SONATA provides a command-line interface for quick transcription:

```bash
# Basic usage
sonata-asr path/to/audio.wav

# Save output to specific file
sonata-asr path/to/audio.wav --output result.json

# Use GPU acceleration
sonata-asr path/to/audio.wav --device cuda

# Process audio with preprocessing (format conversion and silence trimming)
sonata-asr path/to/audio.wav --preprocess

# Split and process long audio files
sonata-asr path/to/audio.wav --split --split-length 30 --split-overlap 5
```

## Inference Tools

The `test` directory contains additional inference tools for more advanced usage:

### Basic Inference Script

```bash
# Process a single file
python test/infer.py path/to/audio.wav

# Specify output file and use GPU
python test/infer.py path/to/audio.wav -o output.json -d cuda
```

### Advanced Processing

The advanced inference script supports batch processing and additional features:

```bash
# Process a directory of audio files in parallel
python test/advanced_infer.py path/to/audio_directory/ --batch --max-workers 4

# Preprocess audio before transcription
python test/advanced_infer.py path/to/audio.wav --preprocess
```

The preprocessing option performs two important operations:
1. Converts audio to WAV format for maximum compatibility
2. Trims silence from the beginning and end, improving accuracy and reducing processing time

See the [inference tools documentation](test/README.md) for more details.

## Future Roadmap

SONATA is under active development.
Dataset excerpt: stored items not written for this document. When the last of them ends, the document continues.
PR #411, opened 2015-01-27
Join query update all

gjaldon:
refs: https://github.com/elixir-lang/ecto/issues/410

@josevalim is this okay? what else needs done?

### DIFF
--- a/integration_test/cases/repo.exs
+++ b/integration_test/cases/repo.exs
@@ -314,6 +314,19 @@ defmodule Ecto.Integration.RepoTest do
     assert [%Post{}] = TestRepo.all(Post)
   end
 
+  test "delete all with joins" do
+    user = TestRepo.insert(%User{name: "Tester"})
+    post = TestRepo.insert(%Post{title: "foo"})
+    TestRepo.insert(%Comment{text: "hey", author_id: user.id, post_id: post.id})
+    TestRepo.insert(%Comment{text: "foo", author_id: user.id, post_id: post.id})
+    TestRepo.insert(%Comment{text: "bar", post_id: post.id})
+
+    query = from(c in Comment, join: u in User, on: u.id == c.author_id, where: c.post_id in ^[post.id])
+    assert 2 = TestRepo.delete_all(query)
+
+    assert [%Comment{}] = TestRepo.all(Comment)
+  end
+
   test "delete all no entries" do
     assert %Post{id: id1} = TestRepo.insert(%Post{title: "1", text: "hai"})
     assert %Post{id: id2} = TestRepo.insert(%Post{title: "2", text: "hai"})
--- a/integration_test/cases/repo.exs
+++ b/integration_test/cases/repo.exs
@@ -225,6 +225,18 @@ defmodule Ecto.Integration.RepoTest do
     assert %Post{title: "y"} = TestRepo.get(Post, id3)
   end
 
+  test "update all with joins" do
+    query = from p in Post, where: p.id > 0
+    user = TestRepo.insert(%User{name: "Tester"})
+    post = TestRepo.insert(%Post{title: "foo"})
+    comment = TestRepo.insert(%Comment{text: "hey", author_id: user.id, post_id: post.id})
+
+    query = from(c in Comment, join: u in User, on: u.id == c.author_id, where: c.post_id in ^[post.id])
+    TestRepo.update_all(query, text: "hoo")
+
+    assert %Comment{text: "hoo"} = TestRepo.get(Comment, comment.id)
+  end
+
   test "update all with filter" do
     assert %Post{id: id1} = TestRepo.insert(%Post{title: "1"})
     assert %Post{id: id2} = TestRepo.insert(%Post{title: "2"})
--- a/integration_test/cases/repo.exs
+++ b/integration_test/cases/repo.exs
@@ -226,7 +226,6 @@ defmodule Ecto.Integration.RepoTest do
   end
 
   test "update all with joins" do
-    query = from p in Post, where: p.id > 0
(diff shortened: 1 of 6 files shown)


lib/ecto/adapters/postgres/connection.ex
```diff
@@ -494,6 +493,7 @@ if Code.ensure_loaded?(Postgrex.Connection) do
       |> List.flatten
       |> Enum.filter(&(&1 != nil))
       |> Enum.join(" ")
+      |> String.rstrip
```
josevalim: Can we remove the need for this `rstrip`? It is a bit expensive as it needs to traverse the whole string, so I think we should find a way to not need it.

josevalim:
The error you get is because in the planner we are forcing it to contain only wheres:

https://github.com/elixir-lang/ecto/blob/master/lib/ecto/query/planner.ex#L286

I would rename this option from `only_where` to `only_filters` and then change this function to also ignore the joins:

https://github.com/elixir-lang/ecto/blob/master/lib/ecto/query/planner.ex#L513

i.e. we no longer need to check they are empty. After all this is done, we just need to rename only_where to only_filters in this file too: https://github.com/elixir-lang/ecto/blob/master/lib/ecto/repo/queryable.ex

Then write integration tests here:

https://github.com/elixir-lang/ecto/blob/master/integration_test/cases/repo.exs

gjaldon:
@josevalim @ericmj @yrashk - could we add `:select` keyword to update_all/2? That way, we can do something like this:
```
assoc(checklist, :checklist_associations)
|> join(:inner, [a], i in Item, i.id == a.checklist_item_id)
|> select([a, i], i)
|> Repo.update_all(text: "great")
```

If you're ok with that, how will the SQL query for that be like? Or to look at this some other way, what's a good way to convert the following SQL query to Ecto's query language?
```
UPDATE checklist_associations m0 SET deleted_at = now() FROM checklist_items AS m1 WHERE m0.checklist_item_id = m1.id AND m0.checklist_id = 1;
```

josevalim:
I don't think we should allow select because we can't really select anything.

> UPDATE checklist_associations m0 SET deleted_at = now() FROM checklist_items AS m1 WHERE m0.checklist_item_id = m1.id AND m0.checklist_id = 1;

I think it would be:

    assoc(checklist, :checklist_associations) |> Repo.update_all(deleted_at: fragment("now()"))

integration_test/cases/repo.exs
```diff
@@ -264,6 +264,18 @@ defmodule Ecto.Integration.RepoTest do
     assert %Post{title: "y"} = TestRepo.get(Post, id3)
   end
 
+  test "update all with joins" do
```
josevalim: We need a test for "delete all with joins" and we should be good to go! :D

josevalim:
Btw, there is one failure in the build, probably because there is some only_where remaining in the test directory. :D

integration_test/cases/repo.exs
```diff
@@ -264,6 +264,18 @@ defmodule Ecto.Integration.RepoTest do
...
+    query = from p in Post, where: p.id > 0
```
josevalim: This query is not used? :)

josevalim:
Ping. :) Anything I can do to help with this one?

gjaldon:
@josevalim sorry for the delay just started with a new job. Will put in some time over the week to get this done. Will let you know if I need help. :)

josevalim:
Don't worry, I was just checking in case something was blocking on me!

josevalim:
Good luck at the new job!

gjaldon:
@josevalim thanks for the well-wishes on my job! :+1: It's my first job that works with Elixir full-time and I plan to stay with it for quite a while. Really happy to get to use Elixir at work! :)

Btw, this is good for review. About joins option in `delete_all/1`, looks like there's no actual JOIN keyword for the DELETE command. JOIN's equivalent is USING when doing DELETE. http://www.postgresql.org/docs/9.0/static/sql-delete.html

Just let me know if there are any changes needed.

lib/ecto/adapters/postgres/connection.ex
```diff
@@ -87,21 +87,21 @@ if Code.ensure_loaded?(Postgrex.Connection) do
...
 
     def delete_all(query) do
       sources = create_names(query)
       {table, name, _model} = elem(sources, 0)
 
-      where = where(query.wheres, sources)
-      where = if where, do: " " <> where, else: ""
-      "DELETE FROM #{quote_name(table)} AS #{name}" <> where
+      join  = if query.joins != [], do: using(query.joins, sources)
+      where = if query.joins == [], do: where(query.wheres, sources)
```
josevalim: What if we have where and joins? the syntax won't work?

gjaldon:
Removed :on option for joins in `delete_all/2` and just used :where instead. This means that joins behave a little differently in `delete_all/2` compared to `update_all/2` and `all/1`. Doesn't like there's no way around it since Postgresql's DELETE doesn't support JOIN but instead relies on USING to do joins.

Hope this is okay. Let me know if there's a better way to do this.

josevalim:
> Removed :on option for joins in delete_all/2 and just used :where instead.

We need to support both. So maybe we need to collect the on expressions when building the join and just unify with AND clauses when building the where... does it makes sense?

josevalim:
But don't worry, I can take a look at this tomorrow!

gjaldon:
> We need to support both. So maybe we need to collect the on expressions when building the join and just unify with AND clauses when building the where... does it makes sense?

I've done as you suggested above for `delete_all/2`. Let me know if there's anything else I missed for this functionality.

josevalim:

PR #415, opened 2015-01-28
Docs in Ecto.Model.Callbacks

whatyouhide:
* Rephrased words here and there
* Fixed a bunch of typos
* Fixed some code blocks (which were being annoying because of a missing `:do` keyword)


whatyouhide:
Thanks!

Here are some planned features and improvements:

### Enhanced Multilingual Support
- Expand language coverage beyond current supported languages
- Improve transcription quality for non-English languages
- Add language auto-detection capabilities

### ASR Model Diversity
- Support for additional ASR models beyond WhisperX
- Integration with local models for offline/private use
- Finetuned models for specific domains (medical, legal, etc.)
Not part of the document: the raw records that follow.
PR #418, opened 2015-01-29
Refactor the code in Ecto.Model.Callbacks

whatyouhide:
This is something of a throwaway PR, but I'm sure that if it gets rejected I'll still learn something :smile:.

Dealing with `{local_function}`, `{local_function, args}`, `{module, function}`, `{module, function, args}` is a mess and the way it was handled feels a little bit too magic-y to me. It took me a while to understand the `(module, function, args)` vs. the `(function, args, [])` pattern, where the latter can mean both a call to a local function with args as well as function (`args`) called on the `function` module :octopus:.

This PR makes the code a little more verbose (and not very DRY, but it wasn't very DRY before either - I guess we have to blame not being able to expand private macros at the module level at compile time!), but IMO easier to understand.

I haven't updated the docs for this change (resulting in lots of functions not documented) because I want to hear from you first; if you like the changes I'll update the docs :smiley:.

Thanks!

### DIFF
--- a/lib/ecto/model/callbacks.ex
+++ b/lib/ecto/model/callbacks.ex
@@ -109,12 +109,17 @@ defmodule Ecto.Model.Callbacks do
       before_insert User, :generate_permalink
 
   """
-  defmacro before_insert(function, args \\ []),
-    do: register_callback(:before_insert, function, args, [])
+  defmacro before_insert(function),
+    do: register_callback(:before_insert, function, [])
 
-  @doc """
-  Same as `before_insert/2` but with arguments.
-  """
+  defmacro before_insert(function, args)
+    when is_list(args),
+    do: register_callback(:before_insert, function, args)
+
+  defmacro before_insert(module, function)
+    when is_atom(function),
+    do: register_callback(:before_insert, module, function, [])
+
   defmacro before_insert(module, function, args),
     do: register_callback(:before_insert, module, function, args)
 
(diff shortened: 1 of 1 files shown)


lib/ecto/model/callbacks.ex
```diff
@@ -109,12 +109,17 @@ defmodule Ecto.Model.Callbacks do
       before_insert User, :generate_permalink
 
   """
-  defmacro before_insert(function, args \\ []),
-    do: register_callback(:before_insert, function, args, [])
+  defmacro before_insert(function),
+    do: register_callback(:before_insert, function, [])
+
+  defmacro before_insert(function, args)
+    when is_list(args),
```
josevalim: We can inline the when in the same line as it is not s long one.

lib/ecto/model/callbacks.ex
```diff
@@ -109,12 +109,17 @@ defmodule Ecto.Model.Callbacks do
...
+    do: register_callback(:before_insert, function, args)
+
+  defmacro before_insert(module, function)
+    when is_atom(function),
+    do: register_callback(:before_insert, module, function, [])
 
-  @doc """
```
josevalim: Don't remove the docs. It is another function and we need to document it as such. That's the main issue with this PR, it adds yet another function to document! :)

whatyouhide:
I think I can't push to this PR anymore since it's been closed, so I'll just answer to your concerns with words instead of code :smile:.

I inlined all the `when` clauses; as for the docs, the issue of having an additional function to document can be solved (see [callbacks.ex in my fork](https://github.com/whatyouhide/ecto/blob/callbacks-refactor/lib/ecto/model/callbacks.ex)) with the "optional argument" trick:

```elixir
defmacro before_insert(function, args \\ [])

defmacro before_insert(function, args) when is_list(args),
  do: register_callback(:before_insert, function, args)
 
defmacro before_insert(module, function) when is_atom(function),
  do: register_callback(:before_insert, module, function, [])

defmacro before_insert(module, function, args),
  do: register_callback(:before_insert, module, function, args)
```

This way two functions have to be documented, like they're documented now.

**PS** As I stated in the PR, I didn't remove the docs and expect this to be merged that way :) I only removed them in order to clean up the code to be reviewed; I was going to add them back (and updated for the new "shape" of the functions) in case this turned out to be interesting.

PR #419, opened 2015-01-31
Make test transaction functions idempotent

reset:
This will make the three test transaction functions idempotent. Previous to this change a `FunctionClauseError` exception would be raised when any of the three functions were called out of order or multiple times.

This is especially useful in an umbrella application where one application is dependent upon another for testing purposes. If one or more applications within the umbrella attempt to call begin test transaction the test suite will shutdown in error.


josevalim:
Sweet. I will merge this soon (and add some tests!).

josevalim:

PR #958, opened 2015-09-14
Fix sbroker matching a client in conn_exit

MSch:
There are not tests for that branch and I'm not sure how to add some. Is it even worth it? /cc @fishcakez


fishcakez:
Ah! Great catch @msch! The fix is perfect. This branch exists so that blocking to start the connection process does not block the process that just checked out the connection.

It should be possible to force this branch by using `sys:suspend` on a worker in a pool of 1 worker then kill the connection, then checkout the process, then `sys:resume`. I can add a test if you like.

MSch:
Thanks! I'd appreciate it.

fishcakez:
Test added in https://github.com/elixir-lang/ecto/commit/38af7abeaea10d88b72712c647a8c5c000cee521

PR #960, opened 2015-09-14
Add warnings and clarifications to various Time and Date function docs.

lau:


lib/ecto/datetime.ex
```diff
@@ -167,6 +167,9 @@ defmodule Ecto.Date do
 
   @doc """
   Returns an `Ecto.Date` in local time.
+
+  WARNING: Using the local time of the server will often lead to
+  intermittent bugs. Please use the `utc/0` function instead.
```
josevalim: Can we expand on why it leads to bugs? Maybe at least say that local time may go back and forth in time and therefore it is not always increasing, due to DST changes?

lau: Yeah, I could expand on it. Maybe I'll do another PR sometime. I will have to phrase it in a good way without it becoming a huge wall of text.

josevalim: I have already pushed some changes, please let me know what you think.

lau: DST is one reason not to use it. But it is more than that: Why would someone use local time instead of UTC? Because they are running a server that is not running UTC. That is a bad idea in the first place.

Apart from that: The local time relies on a magic global mutable variable which is the "local" time zone setting. If you run the same software on another server (it could be a VM) with a different time zone setting you can get different results. There are countries that today do not observe DST, but still their UTC offset differ.

When you do need to know about local times, you can take the UTC timestamp and use tzdata to convert it to any timezone by passing an explicit identifier. And in case of repeated time due to DST or time zone changes, you also know the offset so that you can convert back to UTC.

To sum up some problems with just asking for local time:
- Implicitly assuming that the server is set to something it should not be in the first place (not UTC). 
- Implicitly assuming that the mutable global variable of "local time" is set to something you want but have not specified. And that this setting never changes.
- When time time is ambiguous (e.g. DST autumn or timezone changes) you do not have the UTC offset to find out if the time you got was the first occurrence or the repetition.

TLDR: Local times requires bad server settings in order to get less valuable data (compared to UTC) and you cannot really be sure which timezone they are based on.

Sometimes people do need to compare with or convert to a specified local time. Not "local time" as in the server's local time setting, but rather an explicit timezone somewhere in the world. The solution here is to use UTC in combination with the tz database.

josevalim: Beautiful!

PR #964, opened 2015-09-15
Underscores the filename when generating a migration file using Mix

### LINKED ISSUE #963: mix ecto.gen.migration should generate consistent filenames
When generating migrations with `mix ecto.gen.migration` you can get filename inconsistencies:

`mix ecto.gen.migration CreateFooForBar` # CreateFooForBar.exs
`mix ecto.gen.migration create_foo_for_bar` # create_foo_for_bar.exs

I think that we should downcase and underscore the filename regardless of how the user typed the name for the migration.

kyledecot:
Fixes #963


josevalim:

Issue #976, opened 2015-09-22
--quiet for mix ecto.rollback


Tica2:
`mix ecto.migrate --quiet`

Is quiet
But

`mix ecto.rollback  --all --quiet`

In not

For testing case I use
```elixir
Mix.Task.run "ecto.rollback", ["--all", "--quiet"]
Mix.Task.run "ecto.migrate", ["--quiet"]
```
Insted:
```elixir
Mix.Task.run "ecto.create", ["--quiet"]
Mix.Task.run "ecto.migrate", ["--quiet"]
```

Log:

> mix ecto.rollback  --all --quiet
12:07:33.943 [info]  == Running App.Repo.Migrations.IndexUsers.down/0 forward
12:07:33.946 [info]  execute "DROP INDEX IF EXISTS users_username_lower_unique"
12:07:33.947 [info]  drop index if exists users_username_index
12:07:33.950 [info]  == Migrated in 0.0s
12:07:33.986 [info]  == Running App.Repo.Migrations.TableUsers.down/0 forward
12:07:33.986 [info]  drop table if exists users
12:07:33.987 [info]  == Migrated in 0.0s
12:07:34.020 [info]  == Running App.Repo.Migrations.General.down/0 forward
12:07:34.021 [info]  execute "DROP TABLE IF EXISTS version"
12:07:34.021 [info]  == Migrated in 0.0s

Thanks,
@Tica2

PR #977, opened 2015-09-22
Ensures that rolling back can be quiet

kyledecot:
This is in regards to #976 We should also be able to pass `quiet` when rolling back


josevalim:
:heart:

Tica2:
:+1:

PR #982, opened 2015-09-27
Changed to_binary to to_string in query module docs

JustMikey:
It looks like `to_binary` method doesn't exist anymore


JustMikey:
I accidently added two commits here :(

josevalim:
Merged manually, thank you.

josevalim:
No problem, I saw that and picked only the correct one. :)

PR #983, opened 2015-09-27
Imported Ecto.Changeset to Ecto.Model

JustMikey:
In one of the previous commits `import Ecto.Changeset` and `import Ecto.Query, only: [from: 2]` were deleted and I don't know about the latter but I think the former must still be present because otherwise ecto gives an error and doesn't compile


josevalim:
You should import it explicitly, it is not Ecto's responsibility.

JustMikey:
oh ok, my mistake, I am sorry

josevalim:
no worries, thank you for the contributions!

### Advanced Emotive Detection
- Expand the range of detectable emotive events
- Improve accuracy of emotive event detection
- Add custom emotive event training capabilities

### Performance Improvements
- Optimize processing for large audio files
- Enhance parallel processing capabilities
- Reduce memory footprint for resource-constrained environments

### User Interface
- Add web-based UI for transcription monitoring
- Develop visualization tools for speech analytics
- Create interactive transcript editor

We welcome contributions in any of these areas!

## Contributing

Contributions are welcome! Please feel free to submit a Pull Request.

## License

This project is licensed under the GNU General Public License v3.0 - see the [LICENSE](LICENSE) file for details. This license ensures that derivative works must also be open source and use the same license.

## Acknowledgements

This project leverages the following key open source components:

- [WhisperX](https://github.com/m-bain/whisperX) - Fast speech recognition with word-level timestamps
- [Laughter-Detection](https://github.com/jrgillick/laughter-detection) - Automatic detection of laughter in audio files (MIT License)

We are grateful to the developers and contributors of these libraries for their valuable work.